Howell called timeout once the ball was in the frontcourt, aiming for a game-winning 3-ball. But the play he drew up simply broke down.
“They just kind of stopped,” he said. “It’s early. It’s early not only for coaches but for players learning how to run draws in game situations.”
Howell knows beating the Patriots would have been a big moment for his team, but he knows it’s just the Raiders’ third game of the season. All is not lost.
“I like where we’re headed,” he said, “and this isn’t it for us.”
Heritage Academy girls 53, Oak Hill Academy 38
With a few seconds to go in Monday’s game against, Heritage Academy senior Sydney Adair stole the ball and raced down the court with no one in front of her.
Adair headed straight for the basket, bent on a layup. Then she picked up the message from coach Moe Reed.
“Coach Moe was like, ‘Clock!’ ‘Clock!’, so I just kept running,” Adair said.
Instead of scoring, she dribbled away the final seconds with her back toward the basket, disappointing the home crowd but preserving a 53-38 Heritage Academy victory, the Patriots’ second of the season. And after last Tuesday’s blowout loss at Hartfield Academy, it was a win Heritage Academy (2-3) very much needed ahead of Thursday’s road matchup with powerhouse Jackson Academy.
“I think it boosted our self-esteem,” senior Bailey Harris said.
The Pats’ scoring output was higher than usual — Adair was pleased with putting up more than 50 points, saying it instilled confidence in the team — but their defense was the real story.
“There’s some things that we need to clean up, but overall I was really pleased with our team defense,” Reed said.
Adair poked the ball away multiple times on the outside, the Pats’ interior defense held up, and Heritage Academy kept the Raiders to just 14 points in the first half and took an 11-point halftime lead.
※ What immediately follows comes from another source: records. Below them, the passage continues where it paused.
PR #843, opened 2026-04-05
fix: use $HOME instead of ~ for browse/design binary paths

mvanhorn:
## Summary

Changes `browseDir` and `designDir` in `buildHostPaths()` (`scripts/resolvers/types.ts:40-41`) to use `$HOME` instead of `~`. Regenerates all 16 affected SKILL.md files.

## Problem

Claude Code's bash safety heuristic fires a permission prompt on every browse/design command:

```
Tilde in assignment value — bash may expand at assignment time
```

This triggers on the generated pattern `B=~/.claude/skills/gstack/browse/dist/browse` in every SKILL.md that uses the browser. Frequent interruptions during `/browse`, `/qa`, `/design-review`, and 14 other skills.

## Changes

One source change in `scripts/resolvers/types.ts`:

```diff
-        browseDir: `${root}/browse/dist`,
-        designDir: `${root}/design/dist`,
+        browseDir: `$HOME/${config.globalRoot}/browse/dist`,
+        designDir: `$HOME/${config.globalRoot}/design/dist`,
```

`skillRoot` and `binDir` stay with `~` because they appear in command substitution and prose contexts that don't trigger the heuristic.

## Testing

337/338 gen-skill-docs tests pass. The 1 failure is a pre-existing VERSION/package.json mismatch (#399), unrelated to this change. Verified:

- Zero `B=~/` or `D=~/` patterns remain in generated SKILL.md files
- `skillRoot` paths still use `~` (test expectations at gen-skill-docs.test.ts:1742/1750 preserved)
- Only Claude host affected (other hosts use `usesEnvVars: true`, unaffected by this path)

Fixes #785

This contribution was developed with AI assistance (Codex).

PR #1120, opened 2026-04-21
fix(browse,design): resolve ~/.gstack via os.homedir() on Windows

scarson:
## Summary

On Windows, gstack's persistent state directory (`~/.gstack/`) lands at nonsense paths — chromium profile, sidebar session data, ngrok config, agent queue, worktree cache, OpenAI key file, browse state — whenever a user runs gstack binaries (`browse.exe`, `pdf.exe`, `design.exe`, sidebar agent) from any shell that isn't Git Bash. That covers cmd.exe, PowerShell, VS Code's integrated terminal when not explicitly configured for Git Bash, Windows Terminal default profile, and any IDE spawning subprocesses with its own env block.

Root cause: 31 sites in `browse/src/` and `design/` construct paths with `process.env.HOME || <fallback>`. On Windows, `HOME` is unset (Windows uses `USERPROFILE`), so the fallback kicks in. The fallbacks are all broken in different ways:

| Pattern | Site count | Behavior on Windows when HOME unset |
|---------|-----------:|-------------------------------------|
| `process.env.HOME \|\| '/tmp'` | 20 | `path.join('/tmp', ...)` → `\tmp\.gstack\...` — literal path, doesn't exist |
| `process.env.HOME \|\| ''` | 8 | `path.join('', ...)` → CWD-relative — silently mislocates |
| `process.env.HOME!` | 1 | Non-null assertion crashes at load time |
| `process.env.HOME \|\| "~"` | 1 | Creates literal `~` directory under CWD; Node path APIs never expand `~` |
| `process.env.HOME \|\| process.env.USERPROFILE \|\| '/tmp'` | 1 | Already platform-aware; simplified |

## Repro

Minimal Node script simulating an invocation from a native-Windows shell:

```js
delete process.env.HOME;
console.log('HOME was unset:', process.env.HOME === undefined);
console.log('USERPROFILE:', process.env.USERPROFILE);

const path = require('path');
const os = require('os');

const oldFallback = path.join(process.env.HOME || '/tmp', '.gstack', 'sidebar-agent-queue.jsonl');
const newFix      = path.join(os.homedir(),                 '.gstack', 'sidebar-agent-queue.jsonl');

console.log('OLD (|| "/tmp"):', oldFallback);
console.log('NEW (os.homedir):', newFix);
```

Output on Windows 11:

```
HOME was unset: true
USERPROFILE: C:\Users\Sam

OLD (|| "/tmp"):  \tmp\.gstack\sidebar-agent-queue.jsonl
NEW (os.homedir): C:\Users\Sam\.gstack\sidebar-agent-queue.jsonl
```

The OLD path doesn't exist. Every `fs.writeFileSync` targeting `~/.gstack/` against the OLD path fails with `ENOENT`, usually caught and logged as a confusing "couldn't save state" warning, and the feature appears partially-working to the user — tokens don't persist across restarts, the chromium profile resets every launch, the sidebar session directory rotates and loses chat history.

## Why this shipped unnoticed

- Sam's clone (and most gstack Windows users') runs every command from Git Bash, which sets `HOME` by default. So `HOME || '/tmp'` short-circuits on `HOME` and the state lands correctly — until an IDE-spawned subprocess inherits a sanitized env without `HOME`, or the user runs `browse.exe` from PowerShell to see what happens.
- Every `.github/workflows/` job runs on `ubuntu-latest` or `macos-latest`. CI never touches the Windows branch of this fallback. #1118's analysis of the make-pdf-gate matrix comment applies identically here.

## The fix

Replace every variant with `os.homedir()`. Per [Node docs](https://nodejs.org/api/os.html#oshomedir):

> `os.homedir()` returns the string path of the current user's home directory.
> On POSIX, it uses the `$HOME` environment variable if defined. Otherwise it uses the effective UID to look up the user's home directory.
> On Windows, it uses the `USERPROFILE` environment variable if defined. Otherwise it uses the path to the profile directory of the current user.

Strictly better than every pattern it replaces, on every platform. Specifically:

- POSIX CI test isolation that sets `process.env.HOME = tmpHome` (see `browse/test/security-review-flow.test.ts:30`) keeps working — `os.homedir()` still reads `HOME` on POSIX.
- The one site already using `HOME || USERPROFILE || '/tmp'` collapses cleanly to `os.homedir()`.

“At the beginning, I thought we worked really good together,” Harris said.
But about midway through the second quarter, she could feel her team’s dominant defense starting to slip slightly.
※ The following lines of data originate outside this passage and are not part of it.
PR #1140, opened 2026-04-22
Keep browse daemons alive across separate CLI invocations on macOS

be-student:
## Summary

Keep `browse` daemons alive across separate CLI invocations on macOS.

Before this change, a first command like `browse goto https://example.com` would succeed,
but the daemon and Chromium session could still die with the launching shell. A second
invocation would then start a fresh server from `about:blank`, losing browse state.

## Root Cause

The POSIX launch path was not putting the Bun server and its Chromium children into a
proper detached session/process group. In practice on macOS, the launched browser session
could still die when the short-lived parent shell exited. Shell hangups (`SIGHUP`) were
also not explicitly handled for the headless reuse case.

## Fix

- keep the POSIX path Bun-native by spawning the Bun server with `detached: true`
- keep headless daemons alive on `SIGHUP`, matching the headless reuse intent
- leave the Windows-specific Node launcher in place
- replace the weak helper-only regression test with a real two-invocation lifecycle test
  against a local HTTP server

## Verification

- `bun test test/browse-cli-daemon.test.ts`
- `bun run build`
- manual verification:
  - `browse goto https://example.com`
  - separate invocation: `browse url`
  - confirmed it returns `https://example.com/` instead of restarting at `about:blank`

## Notes

I explicitly avoided adding a new POSIX `node` runtime dependency in the final structure.

### DIFF
--- a/browse/src/cli.ts
+++ b/browse/src/cli.ts
@@ -94,6 +94,13 @@ interface ServerState {
   mode?: 'launched' | 'headed';
 }
 
+export function detachedServerSpawnStdio(isWindows: boolean = IS_WINDOWS): ['ignore', 'ignore', 'ignore'] {
+  // Keep detached server stdio disconnected from the parent shell on every
+  // platform. On macOS/Bun, piped stdio can take the daemon down when the
+  // short-lived CLI process exits between invocations.
+  return ['ignore', 'ignore', 'ignore'];
+}
+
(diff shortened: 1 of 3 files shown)


time-attack:
@16francej Please close this PR. Browser daemons already survive separate terminal commands through the lifecycle fix in #1612. This conflicting branch uses the previous launcher design and should not be transplanted.

PR #1155, opened 2026-04-22
security: fail-closed gate when ML classifiers are inactive

garagon:
## Summary

The sidebar agent's ML prompt injection defense (TestSavantAI + Haiku transcript classifier) degrades silently to zero coverage when both classifiers fail to load. `preSpawnSecurityCheck` returns `false` (safe) and the agent spawns without any ML protection — the user sees "inactive" on the shield icon but gets no blocking gate.

**An attacker who can cause model download failure** (DNS poisoning on huggingface.co, disk full, proxy blocking the 112MB ONNX download) permanently removes all ML protection while the agent keeps running as if everything is fine.

## What this PR does

Adds a **fail-closed gate** at the top of `preSpawnSecurityCheck`:

- `isClassifierInactive(status)` — pure function that returns `true` only when ALL classifiers (testsavant, transcript, and deberta if enabled) report `'off'`
- When inactive: blocks agent spawn, emits `security_event` (verdict=block, reason=classifiers_inactive) + `agent_error` to the sidepanel so the user sees exactly why the session was refused
- **Does NOT fire** when `GSTACK_SECURITY_OFF=1` — that's an explicit operator kill switch, they already know
- **Does NOT fire** on partial degradation — if one classifier is `'degraded'` or `'ok'`, the remaining coverage is enough to proceed
- **Override**: `GSTACK_SECURITY_ALLOW_INACTIVE=1` for operators who knowingly run without ML (CI, air-gapped environments)

## Files changed

| File | Change |
|------|--------|
| `browse/src/security-classifier.ts` | Extract `isClassifierInactive()` pure function |
| `browse/src/sidebar-agent.ts` | Fail-closed gate in `preSpawnSecurityCheck` |
| `browse/test/security-classifier.test.ts` | 7 test cases: all status combinations |

## Test plan

- [x] `bun test browse/test/security-classifier.test.ts` — 16/16 pass (7 new + 9 existing)
- [ ] Manual: start gstack without internet, verify agent spawn is blocked with clear error message
- [ ] Manual: set `GSTACK_SECURITY_ALLOW_INACTIVE=1`, verify agent spawns despite inactive classifiers
- [ ] Manual: start normally (classifiers load), verify no change to existing behavior

### DIFF
--- a/browse/src/security-classifier.ts
+++ b/browse/src/security-classifier.ts
@@ -102,6 +102,11 @@ export interface ClassifierStatus {
   deberta?: 'ok' | 'degraded' | 'off'; // only present when ensemble enabled
 }
 
+export function isClassifierInactive(cs: ClassifierStatus): boolean {
+  return cs.testsavant === 'off' && cs.transcript === 'off'
+    && (!cs.deberta || cs.deberta === 'off');
+}
+
 export function getClassifierStatus(): ClassifierStatus {
   const testsavant =
     testsavantState === 'loaded' ? 'ok' :
--- a/browse/src/sidebar-agent.ts
+++ b/browse/src/sidebar-agent.ts
@@ -21,7 +21,7 @@ import {
 } from './security';
 import {
   loadTestsavant, scanPageContent, checkTranscript,
-  shouldRunTranscriptCheck, getClassifierStatus,
+  shouldRunTranscriptCheck, getClassifierStatus, isClassifierInactive,
   loadDeberta, scanPageContentDeberta,
   type ToolCallInput,
 } from './security-classifier';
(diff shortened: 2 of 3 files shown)


garrytan:
Thanks @garagon — closing. Per the project's strict-cherry-pick rule for community PRs, this needs to apply cleanly to current main, but it currently conflicts. Independently: the fail-closed gate is a behavior change with real reach (blocks legitimate sessions when models haven't loaded yet) — even though the GSTACK_SECURITY_ALLOW_INACTIVE escape exists, the default flip warrants standalone focused review with a threat-model writeup, not a wave bundle. Happy to revisit a rebased version with that framing.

“We let them get easy shots, and that put our standards down and knocked us down a little bit,” she said.
Oak Hill got within single digits at 29-20 with 4 minutes, 39 seconds to go in the third quarter, but Harris responded in a big way.
She hit a 3-pointer from the right wing, and the Heritage Academy cheerleaders began a chant of “BAI-ley HAR-ris!”
“That’s one of my favorite chants,” Adair said.
On the Pats’ next possession, after an Oak Hill layup, Harris tried the same shot. Same result. Same chant.
“She’s an explosive scorer at any time,” Reed said of Harris, who finished with 18 points and made four 3s. “I told her if her outside shot wasn’t falling to look to go to the goal, but I think she did a really good job of mixing both in and keeping the defense off balance.”
Playing at home, Harris said, she’s more comfortable, more willing to risk it.
“When I know I’ve made a few shots, I take chances and pull up,” she said. “That’s what’s fun. I like to do that.”
Harris knows she won’t have the same friendly environment for Thursday’s game in Jackson, and she hopes her team will establish its own pace and refuse to let the Raiders dictate the game.
“JA’s gonna be a good test of how we can work together as a team and not necessarily get down on each other,” she said.